DATA UNDER STUDY:
------

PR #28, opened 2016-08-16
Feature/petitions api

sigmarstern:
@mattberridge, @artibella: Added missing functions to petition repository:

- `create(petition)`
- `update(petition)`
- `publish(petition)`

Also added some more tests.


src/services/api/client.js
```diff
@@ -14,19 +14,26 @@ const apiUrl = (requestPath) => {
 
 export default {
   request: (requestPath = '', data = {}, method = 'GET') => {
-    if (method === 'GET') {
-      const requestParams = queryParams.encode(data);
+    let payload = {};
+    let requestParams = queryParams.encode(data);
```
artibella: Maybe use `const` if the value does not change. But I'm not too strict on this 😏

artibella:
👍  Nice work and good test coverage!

------

EXERCISE:
Nothing should be left out when the listing is retyped exactly.

TASK SOLUTION:
PR #28, opened 2016-08-16
Feature/petitions api

sigmarstern:
@mattberridge, @artibella: Added missing functions to petition repository:

- `create(petition)`
- `update(petition)`
- `publish(petition)`

Also added some more tests.


src/services/api/client.js
```diff
@@ -14,19 +14,26 @@ const apiUrl = (requestPath) => {
 
 export default {
   request: (requestPath = '', data = {}, method = 'GET') => {
-    if (method === 'GET') {
-      const requestParams = queryParams.encode(data);
+    let payload = {};
+    let requestParams = queryParams.encode(data);
```
artibella: Maybe use `const` if the value does not change. But I'm not too strict on this 😏

artibella:
👍  Nice work and good test coverage!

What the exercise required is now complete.